I will definitely watch the show.


----------



## FAST6191 (Jun 25, 2015)

So I watched the pilot today (it aired last night in the US). I am in. Hopefully they retain their technical advisors for the rest of it, I also hear it has been renewed for a second series already.

Hopefully this time Christian Slater running a group of geniuses will stick ( http://www.imdb.com/title/tt2751064/?ref_=nm_flmg_act_6 , http://www.imdb.com/title/tt1630574/?ref_=nm_flmg_act_18 , http://www.imdb.com/title/tt1420425/?ref_=nm_flmg_act_34 ).


----------



## sion_zaphod (Jun 25, 2015)

Possible to use multiple window managers on LINUX.  Gnome and KDE can coexist.  Obviously they didnt know that!  Very good show though!


----------



## FAST6191 (Jun 25, 2015)

That scene felt a bit odd, though I think it was supposed to and/or be an attempt for the exec to try to awkwardly hang at that level. I am not sure I would call it a technical error though as I read it as more of a personal preference discussion (I can install whatever I like but when it comes to getting stuff done...).


----------



## Tom Bombadildo (Jun 26, 2015)

When I first watched it when the first episode came out weeks ago I was very surprised by the majority of the accuracy of most of the tech terms and everything, the show didn't just throw out some dumb fuck terms in completely irrelevant situations like some shows do (cough cough POI).
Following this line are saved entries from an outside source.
PR #86, opened 2021-07-07
Add LCD panel model numbers

### LINKED ISSUE #6: lemp9: LCD panel information
Having basic info about the LCD panel, such as size, resolution, etc. seems helpful. Going even further and including the make and model of the panel would be even better.

At some point, having instructions for replacing the LCD panel would be fantastic. Shipping machines back for repairs isn't always an option for all users, and many are handy enough to perform such a repair themselves.

jacobgkau:
Closes #6.

This adds at least one compatible LCD panel model number for each laptop (I listed all numbers we're aware of, so some models have more than one option listed.) Every model number is accompanied by `or equivalent`, so we should be safe in case our supply chain causes any of these to change, which does happen from time to time.

This also reorganizes all `Graphics` sections to use the newer format, and makes the following small corrections:
- lemp9 and lemp10 were both 14.0", not 14.1".
- serw12 was/is 144Hz (we originally marketed 120Hz, but both panels say 144Hz.)
- Added 1650 Ti to galp5.

### DIFF
--- a/src/models/addw1/README.md
+++ b/src/models/addw1/README.md
@@ -22,9 +22,9 @@ The System76 Adder WS is a laptop with the following specifications:
     - eDP display: 15.6" 3840x2160@60Hz OLED
         - LCD panel: Samsung ATNA56WR06 (or equivalent)
     - External video output:
-        - 1 x HDMI (w/HDCP)
-        - 1 x Mini DisplayPort 1.3
-        - 1 x DisplayPort 1.3 over USB 3.1 Type C
+        - 1x HDMI (w/HDCP)
+        - 1x Mini DisplayPort 1.3
+        - 1x DisplayPort 1.3 over USB 3.1 Type C
 - Memory
     - Up to 64GB dual-channel DDR4 @ 2666 MHz, or
     - Up to 32GB dual-channel DDR4 @ 3000 MHz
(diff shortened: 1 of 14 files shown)


src/models/addw1/README.md
```diff
@@ -17,12 +17,14 @@ The System76 Adder WS is a laptop with the following specifications:
...
-- GPU
-    - NVIDIA GeForce RTX 2070
-    - eDP 15.6-inch 3840x2160 OLED
-    - 1 x HDMI (w/HDCP) output
-    - 1 x Mini DisplayPort (1.3) output
-    - 1 x DisplayPort (1.3) over USB 3.1 Type C output
+- Graphics
+    - GPU: NVIDIA GeForce RTX 2070
+    - eDP display: 15.6" 3840x2160@60Hz OLED
+        - LCD panel: Samsung ATNA56WR06 (or equivalent)
```
leviport, line 23: Should "LCD" be changed to "OLED"?

(also applies to addw2 and the OLED option on 15" oryp7)

leviport:
Other than the LCD/OLED uncertainty, I think this looks great!

src/models/addw1/README.md
jacobgkau: I guess that makes a lot of sense, done with 6f15fe8. (I'm now questioning whether we need LCD/OLED on both lines instead of just one, but leaving it out from either line doesn't seem right, so I'll leave it for now.)

leviport (approved):
:metal:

I'm interested in seeing whether they throw all that accuracy out the door the farther they go in the series. 

Main character is also super cringe-y, as is most of the other characters...but that's ok I guess, since apparently "all tech people are just super fucking max edgy!" like him.


----------



## Deleted_171835 (Jun 27, 2015)

Tom Bombadildo said:


> the show didn't just throw out some dumb fuck terms in completely irrelevant situations like some shows do (cough cough POI).


POI is one of the better examples of a show that doesn't do that. >.>

and was watching a talk about this show on youtube,


and i doubt it'll go on that path as the creator of the show is a techy.


----------



## FAST6191 (Jun 27, 2015)

Person of interest does marginally better than most but it still seems to dip in the thrown computer related fridge magnets on quite a few occasions, and definitely has a dose of magic computer/deus ex computer. Also master hacker seems to need to lean on police contacts for a lot of things that I am pretty sure I have access to, probably from a basic web portal.
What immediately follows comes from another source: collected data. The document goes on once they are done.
PR #87, opened 2021-07-14
Add gaze16

jacobgkau:
Adds the Gazelle 16 to tech docs. (Also adds a missing header in the gaze15 repairs section.)


src/models/gaze16/external-overview.md
```diff
@@ -0,0 +1,122 @@
...
+|![Storage LED](./img/led-storage.png)   |Green          |Storage drive activity           |
+
+## Keyboard shortcuts:
+
+The Gazelle has the following actions available using the Fn and Function keys:
+
+|Key                        |Shortcut|Action                                        |
+|---------------------------|--------|----------------------------------------------|
+|![Fn-F1](./img/fn-f1.png)  |Fn+F1   |Toggle trackpad                               |
+|![Fn-F2](./img/fn-f2.png)  |Fn+F2   |Toggle built-in LCD<br/>(non-OLED models only)|
```
ahoneybun, line 108: Since there isn't an OLED model do we need this or just future proofing the tech-docs?

src/models/gaze16/internal-overview.md
```diff
@@ -0,0 +1,25 @@
...
+## Bottom components and connectors:
+
+![Internal Components](./img/components-highlighted.jpg)
+
+- Webcam/microphone connector is highlighted in pink
+- Fan connectors are highlighted in orange
+- LCD panel connector is highlighted in red
+- Wireless card is highlighted in blue
+- RAM is highlighted in dark green
+- M.2 SSDs are highlighted in yellow
```
ahoneybun, line 12: Since the slots are like this:
1x M.2 (PCIe NVMe Gen 4)
1x M.2 (PCIe NVMe Gen 3 or SATA)

Should we highlight this differently then?

ahoneybun: I see that we do that in the Parts & Repair section so maybe copy that here as well?

ahoneybun (changes requested):
LGTM other then some minor changes!

src/models/gaze16/external-overview.md
jacobgkau: This was left over from the oryp7 section I copied as a template, thank you for catching it. Removed with 78fd1e2.

ahoneybun (approved):
LGTM with those changes!

Issue #1239, opened 2025-09-10
Searching no longer work


ArrowNemesis:
Using Chrome Version 139.0.7258.154 says: 

"Update your browser
Your browser isn't supported any more. To continue your search, upgrade to a recent version."

hobby-grade:
I am also experiencing this issue and think it may be related to the user agent change to allow searches to work earlier this year when Google stopped Javascript-free searches. 

<img width="892" height="376" alt="Image" src="https://github.com/user-attachments/assets/821736e3-99b9-4345-bdd4-13be03a46be3" />

jrg72:
Jumping on this also, I'm locked out in the same way from using Whoogle. I'm using Zen (essentially Firefox) but I also doubt that's relevant, as I think this is a Google change.

Don-Swanson:
As part of that fix i enabled the ability to change the UA from the Configuration dropdown on the Search page. I can confirm that there are UAs that do still work even though the Lynx no longer works. I afraid to post what does work though because I’m sure the big G is monitoring this and will kill off UAs we publicly list as working.

Don-Swanson:
@hobby-grade 
The config change I’m referring to is on the Whoogle Search Home page that you can live on demand change without having to change the UA on the backend. 

If you are using that option on the Search page drop down, and it’s not working on mobile, it must be something with your browser or UA. The one I configured on my desktop, I just tried on my mobile and it works. Maybe you used a UA that Google knows would never be Mobile? Not sure

LupinThidr:
I mentioned this in #1211 earlier this year (buried in a sea of "+1" and "same here"):
> If Lynx ever gets blocked (probably will, if the current game of whack-a-mole that's been going on against YouTube is anything to go by), a few more UA's worth trying are the Nintendo ones (3DS / Wii) and Opera Mini's. There's still millions of users in poorer countries reliant on Opera Mini and its serverside rendering.

Other embedded / lower spec devices they can't just suddenly kill might also be worth investigating such as UAs corresponding to built in browsers in older phones, smart TVs.

blackletum:
> I've could get whoogle working on one of my instance by setting a UA via Configuration in the UI. But i can't get it working on my other instance by setting it as a env var in my `docker-compose.yaml`
> 
> services:
>   whoogle-search:
>     image: benbusby/whoogle-search:latest
>     **snip**
>     environment:
>       **snip**
[...]

PR #1240, opened 2025-09-10
Updated UI Config to respect User Agent in ENV file if exists

Don-Swanson:
To fix issue #1239 

Updated UI Config to respect User Agent in ENV file if exists

### DIFF
--- a/app/models/config.py
+++ b/app/models/config.py
@@ -37,8 +37,12 @@ def get_rule_for_selector(stylesheet: CSSStyleSheet,
 
 class Config:
     def __init__(self, **kwargs):
-        # User agent configuration
-        self.user_agent = kwargs.get('user_agent', 'LYNX_UA')
+        # User agent configuration - default to env_conf if environment variables exist, otherwise default
+        env_user_agent = os.getenv('WHOOGLE_USER_AGENT', '')
+        env_mobile_agent = os.getenv('WHOOGLE_USER_AGENT_MOBILE', '')
+        default_ua_option = 'env_conf' if (env_user_agent or env_mobile_agent) else 'default'
+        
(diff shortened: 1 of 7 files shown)


benbusby (approved):

kraetos10:
will you be able to create a new release so docker can pickup the changes ?

Hydranet:
@Don-Swanson Does this also respect the variable when running the container using  a systemd-unit. I'm running Whoogle with podman and have a systemd-unit to start my container which looks like this.

```
[Unit]
Description=Whoogle

[Container]
AutoUpdate=registry
ContainerName=whoogle
Image=docker.io/benbusby/whoogle-search:latest
Network=host
#PublishPort=5000:5000
Environment=WHOOGLE_FALLBACK_ENGINE_URL=https://duckduckgo.com/?k1=-1&q=
Environment=WHOOGLE_CONFIG_THEME=dark
Environment=WHOOGLE_USER_AGENT="Chrome/140.0.0.0 Safari/537.36"
```
However still getting the same as the issue that's the problem mentioned in issue #1239. Could also be that this user agent doesn't work but just want to verify first whether this respects only what's mentioned the env section of a composer.yml file or that it respects the environment variable in general?

Don-Swanson:
> > It shouldn't matter what underlying system you are running it on. However, I can almost guarantee that any semi modern Chrome/Safari UA string will NOT work.
> 
> Thanks for verifying that, I'll continue to look for UA that does work.

Try just updating your container image and use the default (Aka leave off that ENV Variable) 😉

Hydranet:
> Try just updating your container image and use the default (Aka leave off that ENV Variable) 😉

It wasn't working this morning, but now it works again without me having to change UA. Thanks! :)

Now it is streets ahead of something I might see in Law and Order or CSI (especially CSI cyber, wow that is hilarious), or even that otherwise enjoyable Scorpion program.


----------



## Cyan (Jun 27, 2015)

I liked the first episode.
there were lot of info and details (even if I don't know linux and servers, I just assumed it's how it works).
I like the main character psychology and how he acts (might be a little conflicting, if he is social phobic I feel like he wouldn't raise arms in the street in front of peoples. Well it's just some details)


----------



## WiiCube_2013 (Jul 1, 2015)

I've watched the pilot episode yesterday and within the first initial minutes it got me hooked so much so that I can't wait for the rest to be aired/released. And also, I remember this actor from Need for Speed so it's great to see him acting again.
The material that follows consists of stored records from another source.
PR #1245, opened 2025-09-17
Use httpx with HTTP/2 for faster response

rstefko:
In my case with HTTP/1.1 each search request took always approximately 3 seconds. With HTTP/2 its just milliseconds.

### DIFF
--- a/app/request.py
+++ b/app/request.py
@@ -11,6 +11,7 @@ from stem import Signal, SocketError
 from stem.connection import AuthenticationFailure
 from stem.control import Controller
 from stem.connection import authenticate_cookie, authenticate_password
+import httpx
 
 MAPS_URL = 'https://maps.google.com/maps'
 AUTOCOMPLETE_URL = ('https://suggestqueries.google.com/'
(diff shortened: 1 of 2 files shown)


Don-Swanson:
I love this idea, but there appears to be a few issues.

Redirect handling changes
requests.get follows redirects by default. httpx.Client does not. Your new call does not pass follow_redirects=True, so flows that relied on 30x chains to land on the final Google page may now receive a redirect response body instead. That can break parsing and captcha detection logic. The httpx docs are explicit about this default. Set follow_redirects=True to keep parity. 

Tor and SOCKS support breaks
Whoogle supports Tor via a SOCKS proxy. httpx supports SOCKS only if the extra is installed. The PR adds httpx[http2] but not httpx[socks]. If self.proxies contains socks5h://..., httpx without SOCKS support will fail or bypass the proxy depending on setup. Add httpx[socks] to requirements or gate HTTPX use when SOCKS is configured. 

Dependency hardening for recent CVEs
HTTPX depends on httpcore which uses h11 for HTTP/1.1. There is a 2025 h11 vulnerability fixed by updating stacks to h11 0.16.0 and httpcore 1.0.9. Pin or minimum-bound those to avoid vulnerable resolver combos in older envs. 

API stability of the proxies argument
You pinned httpx[http2]==0.27.2, where proxies= still works, but it was removed in 0.28. If anyone upgrades independently, Client(..., proxies=...) will error. Prefer proxy= or proper mounts.

rstefko:
All issues should be addressed. Proxies do not work good with HTTP/2, so I use HTTP/2 it only when we have a direct connection to Google.

Don-Swanson:
Thanks. Your PR has sparked an idea/effort to replace Python Requests entirely with httpx throughout the code. 
Allow me a little time to test this theory first and see if it's better to replace it throughout.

By the way, his eyes open way _TOO_ much! O.O


----------



## TVL (Jul 1, 2015)

That font... Sega should sue and get enough cash to make the Dreamcast 2.


----------



## WiiCube_2013 (Jul 1, 2015)

TVL said:


> That font... Sega should sue and get enough cash to make the Dreamcast 2.


By today's standards Dreamcast 2 would be a gaming streaming service solely of Sega published games. Not a totally bad idea.


----------



## FAST6191 (Jul 2, 2015)

Second episode today. I do not know if I enjoyed it quite as much as the first but it was by no means bad.


----------



## WiiCube_2013 (Jul 3, 2015)

FAST6191 said:


> Second episode today. I do not know if I enjoyed it quite as much as the first but it was by no means bad.


Yep episode 1 was way better but this, it was okay though that ending...


----------



## sion_zaphod (Jul 4, 2015)

I disagree!  Episode 2 shows that this is by no means a simple good vs bad story.  Can't wait to see where this goes from here.  Without spoiling the end of the episode for the people that haven't seen it but there would have to be payback on Mr Robot for actions and words.  A serious beating would be appropriate in by book.


----------



## Hyro-Sama (Jul 6, 2015)

I saw the word "edgy" and immediately added this to my TV backlog.


----------



## WiiCube_2013 (Jul 10, 2015)

I've to agree with Elliot. Marvel movies are stupid but there are some good ones too though ultimately they come nowhere near the awesome DC movies.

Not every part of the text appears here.